I get the feeling that some Insurtech vendors may be purposely moving toward some of the egregious life insurance sales, rather than selling inadequate coverage through honest ignorance. The greed of opportunity is a risk when so many billions are being invested in Insurtech annually. The idea that someone can obtain millions of investment money from investors that do not complete due diligence on the actual coverage being sold and does not hire people to determine anything other than "will consumers buy the coverage?" is a real temptation. I have witnessed this exact situation where the investors are not completing any due diligence on the adequacy of the coverage. They do not even seem to understand that E&O is kind of like a gun with only two bullets and yet they are selling tens of thousands of inadequate policies. The investors do not understand the problem, the seller does not understand the problem, and the consumer certainly does not understand the coverage problem. The blind leading the blind leading the blind. Sometimes though, the middleman is not blind in this environment. They know what they are doing and they are making money off the other two sides. These are the situations veering toward the life sales described in the life insurance book.

Some providers would care if they knew but I have talked to others who really do not care. Their attitude is the consumer needs to be adequately knowledgeable and then take the time to read the policy for themselves before buying it. First, almost no one provides the policy upfront and second, no one but geeks, plaintiff attorneys, and retired bored people read insurance policies. Too many agents do not even read the policies they sell so to suggest consumers should read the policies first is a rich position.

In other cases, based on pricing, predictive analytics, and calculations, their goal is to sell insurance to people who absolutely will not read these policies.

Even more concerning is the pressure these practices puts on regulators to create a Sandbox regulatory environment allowing "technology" companies to avoid existing insurance regulations. So much of what I have analyzed, the conversations I have had, and the reading I have done suggest key reasons for the apparent benefit of any given Insurtech insurance company and some Insurtech brokers is really the result of cutting corners. Some new Insurtech entrants are clearly doing things right. Some are truly bring a genuine customer-centric model to the industry, a focus long needed.

Others though are awesome at marketing the customer-centric model, but the opposite it true. For example, I recently reviewed a policy from one prominent Insurtech insurance company that focuses on the consumer.
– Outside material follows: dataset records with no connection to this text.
PR #1853, opened 2024-12-16
its-threshold-processing.sh: allow-empy-rofs for all calib scan

iravasen:


iravasen:
Hi @shahor02, a trivial change for ITS2 calibration scans.

shahor02 (approved):

PR #1859, opened 2024-12-19
Fix injection gap math

mpuccio:
The change introduced in #1431 had the side effect that no signal events were present in recent productions using this generator, as for operator precedence one could never satisfy the condition of the if regulating the generation of signal events.

@njacazio @ddobrigk


ddobrigk:
Thanks, nice catch!

skundu692 (approved):

sawenzel:
You may also take a look at the novel hybrid event generator (see for instance https://github.com/AliceO2Group/AliceO2/blob/dev/run/SimExamples/Hybrid/hybridconfig.json) which allows to pick events from multiple different generator instances in certain sequences.

PR #1861, opened 2024-12-24
add option to set EMC busy time to 0

jaimenorman:
this option is useful for simulation setups where we want the EMCal to be read out for every event, in order to increase the number of events that the EMCal is available, for statistics reasons


sawenzel:
@jaimenorman : Thanks for your PR. Could you check if the alternative proposal #1869 would work for you as well. This solution is slightly more generic and would work for other users as well (without the need to add detector specific command line options such as `--emc-remove-busy`).

sawenzel:
Closing this (in favour of #1869). Discussed with @jaimenorman in private.

jaimenorman:
Thanks @sawenzel, I tested that your PR https://github.com/AliceO2Group/O2DPG/pull/1869 works well for this goal, and can be merged

PR #1863, opened 2025-01-07
Added evtpool to hybrid template generator

jackal1-66:


MC/bin/o2_hybrid_gen.py
```diff
@@ -63,6 +63,18 @@ def main():
...
+                    'name': 'evtpool',
+                    'config': {
+                        "eventPoolPath": "/path/to/filename.root",
+                        "skipNonTrackable": True,
+                        "roundRobin": False,
+                        "randomize": True,
+                        "rngseed": 0,
+                        "randomphi": False,
+                    }
+                })
```
sawenzel, line 77: I guess this is fine for now. In future, we could deduce these fields dynamically using the ROOT dictionaries. Python can surely simply iterate over the class fields.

It appeared to me, and not being an attorney or regulator I cannot conclude anything beyond appearances, that the form might not have been properly filed in the state, that the ISO form might not have been an ISO form, that the form might not actually have been a form as we know forms to be, and therefore, certain expected coverages might not actually exist.

My point with this article is that the P&C industry has, in my 30 years' experience, been generally safe from purposeful fraud relative to selling coverages that do not exists, unlike life insurance sales based on my reading. Consumers absolutely have been told that if they buy this policy or that policy, they would have coverages they did not actually have. This has usually been through stupidity, ignorance, wishful thinking, or people simply being new. I just have not seen purposeful coverage deceit often. But now I am beginning to see some of the new Insurtech players going that direction. Many times it is ignorance too, nothing different. But a few do seem purposeful. P&C has enough issues without damaging reputations. I hope carriers, agents, and their respective associations help regulators nip these practices in the bud rather than allowing special regulatory sandboxes. 

 

NOTE: The information provided herein is intended for educational and informational purposes only and it represents only the views of the authors. It is not a recommendation that a particular course of action be followed. Burand Insurance Education, Burand & Associates, LLC and Chris Burand assume, and will have, no responsibility for liability or damage which may result from the use of any of this information.